The company had the highest score out of seven applicants for the 300 square foot kiosk space. It was one of two concession areas the airport had set aside for small businesses — the other being in SFO's Terminal 3 — with gross revenues below $7.5 million per year for each of the past three years.

"It just seemed like a really good opportunity," Herbert said about opening at the airport. "We have been approached numerous times by people wanting us to license our name for a location at the airport. Finally we thought, 'Why don't we go for it ourselves?'"

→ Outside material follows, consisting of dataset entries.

PR #4598, opened 2022-02-12
test(smpl): migrate SMPL tests to JUnit5

MartinWitt:
Let me try to reduce the diff first, before anyone reviews. ~~And fix my git usage....~~

Edit 1: Git usage fixed.

### DIFF
--- a/spoon-smpl/src/test/java/spoon/smpl/C4JSetTextSizeTest.java
+++ b/spoon-smpl/src/test/java/spoon/smpl/C4JSetTextSizeTest.java
@@ -22,13 +22,14 @@
 
 package spoon.smpl;
 
-import org.junit.BeforeClass;
-import org.junit.Test;
+import org.junit.jupiter.api.BeforeAll;
+import org.junit.jupiter.api.Test;
 import spoon.reflect.declaration.CtConstructor;
 
-import static org.junit.Assert.assertTrue;
-import static org.junit.Assert.assertFalse;
-import static org.junit.Assert.fail;
+
+import static org.junit.jupiter.api.Assertions.assertFalse;
+import static org.junit.jupiter.api.Assertions.assertTrue;
+import static org.junit.jupiter.api.Assertions.fail;
 
 /**
  * Note: the patch used in this test has been significantly modified from the C4J original.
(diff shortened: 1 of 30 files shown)


algomaster99:
@MartinWitt don't force push the reduced diff. I would want to analyse what are the code elements that can be removed to minimise diff.

spoon-smpl/src/test/java/spoon/smpl/C4JSetTextSizeTest.java
```diff
@@ -22,52 +22,23 @@
...
+import static org.junit.jupiter.api.Assertions.assertTrue;
+import static org.junit.jupiter.api.Assertions.fail;
 
 /**
  * Note: the patch used in this test has been significantly modified from the C4J original.
  */
 public class C4JSetTextSizeTest {
 	private static ZippedCodeBaseTestContext ctx = null;
 
-    /*@BeforeClass
```
MartinWitt, line 39: was this comment important?

algomaster99: I don't think so. But there was a change like this:
```diff
-(method) ->
+method ->
```

Paranthesis were removed.

MartinWitt: This is a result of the new DJPP with lambda fix https://github.com/INRIA/spoon/pull/4448

algomaster99: > This is a result of the new DJPP with lambda fix #4448

Right. I am trying to add an option to GitHub which removes such changes as well. We feel that minimising such changes will help aid the review process.

MartinWitt: PR with large diffs which could be reduced? I would mine huge git repos from scientific non industry grade software, because there should huge time pressure and  code quality is often not a goal there. Larger merges are probably more typically filled with these noises. Another good candidate could be students developing software having their first contact with git. There could be data, a problem, but at KIT I believe we have for starters a programming course where some use git horribly. Other universities could have this data too. Maybe you could ask them? If you need help with mining GitHub, feel free to ask or mention me.

MartinWitt: > Right. I am trying to add an option to GitHub which removes such changes as well. We feel that minimising such changes will help aid the review process.

I strongly believe creating a list of add/deleted/modified AST elements should be possible with spoon. 
Then you map from git diffs to AST elements using their position(fair warning here, I'm unsure if this is possible). Then you should have list of changed AST elements, which are either semantic or formatting changed. To detect the formatting changes, you could compare their `toString()` results. Using the DJPP for printing should produce deterministic results.

slarse: > I strongly believe creating a list of add/deleted/modified AST elements should be possible with spoon.

Indeed it is :) https://github.com/spoonlabs/gumtree-spoon-ast-diff

That being possible was the basis of my master's thesis where I made a merge tool on top of Spoon, see https://github.com/kth/spork

algomaster99: We already have a way to get the AST diffs like Simon said.

> Then you map from git diffs to AST elements using their position(fair warning here, I'm unsure if this is possible).

That's a really great idea. Thanks! Getting AST element from source position is something what Sorald also does. See [`BestFitScanner`](https://github.com/SpoonLabs/sorald/blob/master/src/main/java/sorald/sonar/BestFitScanner.java).

Thanks for the idea about mining GitHub repositories. I will look for datatsets which focus on "bad code quality".

MartinWitt:
The diffs should be now clean, only the imports are still an open problem.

The airport location will be more of a grab-and-go concept, but there will be counter seating for customers who have time before their flight to sit down and eat. The cafe will offer hot and cold coffee and tea drinks, organic smoothies and juices, and foods like breakfast bagels, made-to-order paninis, and pre-made cold sandwiches and salads.

The coffee will be brewed from their own beans under the label Park Coffee Roasters. Over the last month the women have rolled out their in-house coffee brand to all four of their cafes.

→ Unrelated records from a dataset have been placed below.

PR #4601, opened 2022-02-13
rewview: chore(Qodana): Let Qodana fail CI again

MartinWitt:
While adding the new flag, `--changes` I forgot to remove the `continue-on-error:` flag. @I-Al-Istannen found this(see https://github.com/INRIA/spoon/runs/5170049523?check_suite_focus=true). Classical how to test your CI problem.

### DIFF
--- a/.github/workflows/tests.yml
+++ b/.github/workflows/tests.yml
@@ -162,4 +162,35 @@ jobs:
           inspected-dir: ./src/main/java # only main spoon project at first
           results-dir:  "${{ github.workspace }}/result"
           changes: true
-          fail-threshold: 0
+          fail-threshold: 1
+          upload-result: false
+      - name: Print problems(full)
+        run: jq '.runs | .[0].results | map(select (.baselineState == "new"))' ${{ github.workspace }}/result/qodana.sarif.json
+      - name: Print problems(short)
+        run: |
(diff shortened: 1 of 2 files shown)


I-Al-Istannen (approved):

MartinWitt:
As @I-Al-Istannen was pointing me out, the GitHub permission system for code quality checks is bad at best. Pull requests from fork repos can write the sarif annotations to the PR. This wasn't detected by me, because I had write access. To solves this problem I asked the Qodana team for access to their app(see https://www.jetbrains.com/help/qodana/qodana-github-application.html#how-to-start-github-app).
I believe they will answer very fast, so we don't really need a short term solution. A short term solutions would be using 2 workflows and a github token(see https://blog.pitest.org/pitest-pr-setup/)

MartinWitt:
Okay, JetBrains has answered me, and it looks like their app is deprecated. So we have to go back to the nice JQ code from @I-Al-Istannen.

MartinWitt:
https://github.com/INRIA/spoon/runs/5191847123?check_suite_focus=true as we see here we have the old behaviour back and it works for all PRs again.

MartinWitt:
#4608 provides a way better fix. Closed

They also operate Precita Park Cafe at the bottom of Bernal Heights in San Francisco and the Paradise Park Cafe in North Oakland, which opened in 2017. Their expansion to the airport comes amid a drop-off in airline travel due to the coronavirus outbreak.

Herbert expressed optimism that by the time they open later this year, health officials will have a better handle on the global pandemic. She told the B.A.R. that the existing cafes have not seen a downturn in business due to the health crisis.

"We operate more neighborhood cafes and as such they are really weather dependent. Whenever it is cold and rainy we are not very busy," she said, "So it is really hard to tell. It is too early to tell what the impact would be."

For more information about the Park Cafe Group, visit http://www.doloresparkcafe.com/.

Coronavirus upends LGBT conferences

The outbreak of the coronavirus is upending a number of LGBT conferences related to various industries.

The annual Lesbians Who Tech conference announced March 3 it was postponing its 2020 summit in the Castro to early August due to the coronavirus outbreak. Previously held in the winter months, the summit organizers had already pushed back the yearly gathering to April of this year.

In an email announcing the decision the summit's founder Leanne Pittsford noted that "after many discussions with local health officials, our partners, our venues, and our community, we have decided to postpone our San Francisco Summit to a later date."

It is now expected to take place August 6-8 with a potential pre-summit day on August 5. But those dates could change depending on permitting issues with the city and other factors; for more information, visit https://lesbianswhotech.org/sanfrancisco2020/

And after insisting last month that the 37th IGLTA Global Convention would take place May 6-9 in Milan, organizers of the International LGBTQ+ Travel Association get-together announced March 9 they were postponing it until this September or October.

They were forced to do so when Italian officials effectively shut down the country to outside travelers and placed their citizens on mandatory quarantine in order to stop the spread of the coronavirus.

"We believe firmly in the resilience of travel and want to be part of the industry's recovery when COVID-19 has been contained with confidence," stated IGLTA's board of directors in announcing the postponement.